◆ **SUPPLIED RECORDS**
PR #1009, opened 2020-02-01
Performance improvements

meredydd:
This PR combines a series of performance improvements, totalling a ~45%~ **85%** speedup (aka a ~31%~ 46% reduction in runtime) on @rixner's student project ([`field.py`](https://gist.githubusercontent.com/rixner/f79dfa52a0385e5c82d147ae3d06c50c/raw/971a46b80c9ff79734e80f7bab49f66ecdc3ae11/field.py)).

==

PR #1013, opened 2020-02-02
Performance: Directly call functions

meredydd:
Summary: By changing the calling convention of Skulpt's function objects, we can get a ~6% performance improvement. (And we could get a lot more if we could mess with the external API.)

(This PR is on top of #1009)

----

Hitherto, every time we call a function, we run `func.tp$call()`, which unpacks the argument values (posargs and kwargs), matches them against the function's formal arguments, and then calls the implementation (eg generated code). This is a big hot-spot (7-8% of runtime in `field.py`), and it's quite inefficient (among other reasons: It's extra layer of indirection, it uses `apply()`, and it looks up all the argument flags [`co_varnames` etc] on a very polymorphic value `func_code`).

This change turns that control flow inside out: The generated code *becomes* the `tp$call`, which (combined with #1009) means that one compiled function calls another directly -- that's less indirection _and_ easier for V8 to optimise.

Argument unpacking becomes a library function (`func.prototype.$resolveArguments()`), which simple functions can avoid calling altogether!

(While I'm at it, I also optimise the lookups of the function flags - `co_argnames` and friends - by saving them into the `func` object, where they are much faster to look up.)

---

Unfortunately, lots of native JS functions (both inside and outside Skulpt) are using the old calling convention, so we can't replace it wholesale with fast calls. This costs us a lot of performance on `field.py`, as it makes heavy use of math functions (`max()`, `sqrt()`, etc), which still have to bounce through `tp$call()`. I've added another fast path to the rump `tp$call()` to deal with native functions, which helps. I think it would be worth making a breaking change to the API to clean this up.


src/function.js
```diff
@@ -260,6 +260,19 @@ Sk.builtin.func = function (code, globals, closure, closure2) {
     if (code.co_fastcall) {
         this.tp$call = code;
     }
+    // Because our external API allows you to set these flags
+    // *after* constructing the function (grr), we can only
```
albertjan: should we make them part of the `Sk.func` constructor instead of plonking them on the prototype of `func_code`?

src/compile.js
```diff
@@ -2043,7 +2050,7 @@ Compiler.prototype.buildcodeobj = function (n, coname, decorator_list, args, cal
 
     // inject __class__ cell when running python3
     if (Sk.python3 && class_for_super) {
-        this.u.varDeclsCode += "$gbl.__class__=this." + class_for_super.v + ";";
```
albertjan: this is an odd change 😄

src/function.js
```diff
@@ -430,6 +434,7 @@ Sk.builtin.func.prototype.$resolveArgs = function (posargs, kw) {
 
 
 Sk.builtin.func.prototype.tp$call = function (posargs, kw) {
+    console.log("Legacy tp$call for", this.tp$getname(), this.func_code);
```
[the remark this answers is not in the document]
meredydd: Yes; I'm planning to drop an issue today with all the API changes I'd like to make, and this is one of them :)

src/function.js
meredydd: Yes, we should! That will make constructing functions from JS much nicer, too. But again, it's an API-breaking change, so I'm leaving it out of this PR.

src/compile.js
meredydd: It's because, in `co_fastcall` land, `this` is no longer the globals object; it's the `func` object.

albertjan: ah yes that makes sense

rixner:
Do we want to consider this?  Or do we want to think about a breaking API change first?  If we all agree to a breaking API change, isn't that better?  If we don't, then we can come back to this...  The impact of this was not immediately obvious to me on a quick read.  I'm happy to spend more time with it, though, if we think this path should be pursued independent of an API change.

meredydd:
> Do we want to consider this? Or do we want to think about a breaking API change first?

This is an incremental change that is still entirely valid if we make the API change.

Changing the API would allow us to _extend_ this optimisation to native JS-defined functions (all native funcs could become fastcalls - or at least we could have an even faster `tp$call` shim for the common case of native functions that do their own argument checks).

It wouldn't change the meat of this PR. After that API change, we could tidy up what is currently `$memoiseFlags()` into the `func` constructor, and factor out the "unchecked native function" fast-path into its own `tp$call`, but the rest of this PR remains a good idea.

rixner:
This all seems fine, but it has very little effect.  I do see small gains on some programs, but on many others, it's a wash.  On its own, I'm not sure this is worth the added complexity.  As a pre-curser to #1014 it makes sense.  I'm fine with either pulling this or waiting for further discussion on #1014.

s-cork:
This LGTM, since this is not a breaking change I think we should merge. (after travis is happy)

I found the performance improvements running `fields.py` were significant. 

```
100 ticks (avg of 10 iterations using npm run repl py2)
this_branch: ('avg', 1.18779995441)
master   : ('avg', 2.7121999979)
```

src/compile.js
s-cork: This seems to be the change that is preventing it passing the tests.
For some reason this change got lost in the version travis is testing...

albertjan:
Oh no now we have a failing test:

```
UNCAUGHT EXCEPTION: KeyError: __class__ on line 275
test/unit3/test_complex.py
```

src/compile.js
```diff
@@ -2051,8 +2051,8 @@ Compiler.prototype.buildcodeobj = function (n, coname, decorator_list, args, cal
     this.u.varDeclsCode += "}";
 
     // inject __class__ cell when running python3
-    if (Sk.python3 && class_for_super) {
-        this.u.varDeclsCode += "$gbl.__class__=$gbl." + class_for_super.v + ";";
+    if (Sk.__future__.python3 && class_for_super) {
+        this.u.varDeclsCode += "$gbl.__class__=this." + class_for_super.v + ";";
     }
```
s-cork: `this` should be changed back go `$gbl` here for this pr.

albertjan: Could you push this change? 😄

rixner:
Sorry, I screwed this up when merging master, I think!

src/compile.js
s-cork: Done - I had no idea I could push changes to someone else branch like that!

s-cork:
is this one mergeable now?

◆ **EXERCISE DIRECTIONS**
Each line above with the word "sense" needs to be copied.

◆ **WRITTEN RESPONSE**
albertjan: ah yes that makes sense
This all seems fine, but it has very little effect.  I do see small gains on some programs, but on many others, it's a wash.  On its own, I'm not sure this is worth the added complexity.  As a pre-curser to #1014 it makes sense.  I'm fine with either pulling this or waiting for further discussion on #1014.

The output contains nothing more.